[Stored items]
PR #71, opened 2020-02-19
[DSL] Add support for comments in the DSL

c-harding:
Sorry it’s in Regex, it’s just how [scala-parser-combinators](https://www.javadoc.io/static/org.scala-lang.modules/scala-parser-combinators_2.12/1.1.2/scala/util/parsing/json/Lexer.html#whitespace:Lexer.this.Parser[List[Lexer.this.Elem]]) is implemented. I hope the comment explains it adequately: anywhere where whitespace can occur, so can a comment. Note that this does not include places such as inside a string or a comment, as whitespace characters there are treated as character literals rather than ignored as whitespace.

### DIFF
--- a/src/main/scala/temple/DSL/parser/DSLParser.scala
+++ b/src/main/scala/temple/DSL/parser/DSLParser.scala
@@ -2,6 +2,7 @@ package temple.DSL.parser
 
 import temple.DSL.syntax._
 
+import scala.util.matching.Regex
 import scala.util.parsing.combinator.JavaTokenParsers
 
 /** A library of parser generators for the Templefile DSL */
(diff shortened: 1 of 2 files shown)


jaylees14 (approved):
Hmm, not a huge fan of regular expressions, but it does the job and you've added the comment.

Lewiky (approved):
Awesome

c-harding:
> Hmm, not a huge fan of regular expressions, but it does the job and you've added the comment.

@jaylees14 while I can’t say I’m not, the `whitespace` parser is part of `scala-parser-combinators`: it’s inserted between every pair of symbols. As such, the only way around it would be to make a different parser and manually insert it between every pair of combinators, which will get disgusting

--

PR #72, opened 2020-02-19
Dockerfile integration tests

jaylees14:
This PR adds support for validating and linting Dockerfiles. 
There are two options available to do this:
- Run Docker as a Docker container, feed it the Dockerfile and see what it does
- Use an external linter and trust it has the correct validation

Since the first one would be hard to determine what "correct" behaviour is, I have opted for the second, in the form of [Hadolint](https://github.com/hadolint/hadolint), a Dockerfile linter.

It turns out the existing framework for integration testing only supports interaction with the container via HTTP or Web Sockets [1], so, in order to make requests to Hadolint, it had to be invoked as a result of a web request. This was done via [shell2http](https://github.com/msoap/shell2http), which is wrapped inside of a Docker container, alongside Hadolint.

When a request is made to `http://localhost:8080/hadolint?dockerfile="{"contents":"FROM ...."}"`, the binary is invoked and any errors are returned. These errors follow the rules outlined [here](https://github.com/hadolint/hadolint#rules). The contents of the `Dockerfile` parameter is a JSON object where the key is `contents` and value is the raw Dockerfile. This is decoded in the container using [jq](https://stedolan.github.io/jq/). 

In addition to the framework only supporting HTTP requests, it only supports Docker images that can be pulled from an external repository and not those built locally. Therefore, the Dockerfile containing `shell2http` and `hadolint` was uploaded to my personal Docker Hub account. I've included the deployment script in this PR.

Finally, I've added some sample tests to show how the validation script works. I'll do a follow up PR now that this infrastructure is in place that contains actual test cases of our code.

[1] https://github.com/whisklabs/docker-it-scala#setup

...

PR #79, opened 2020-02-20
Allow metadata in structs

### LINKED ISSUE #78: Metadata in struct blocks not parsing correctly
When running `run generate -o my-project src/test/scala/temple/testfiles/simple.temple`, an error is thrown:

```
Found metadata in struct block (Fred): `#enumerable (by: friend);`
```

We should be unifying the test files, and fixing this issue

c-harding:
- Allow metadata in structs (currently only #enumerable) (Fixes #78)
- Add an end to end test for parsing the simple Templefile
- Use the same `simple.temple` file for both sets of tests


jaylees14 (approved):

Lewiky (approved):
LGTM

TO DO »
Collect the complete line wherever the string "validation" appears in the records.

TASK OUTPUT »
- Use an external linter and trust it has the correct validation
Finally, I've added some sample tests to show how the validation script works. I'll do a follow up PR now that this infrastructure is in place that contains actual test cases of our code.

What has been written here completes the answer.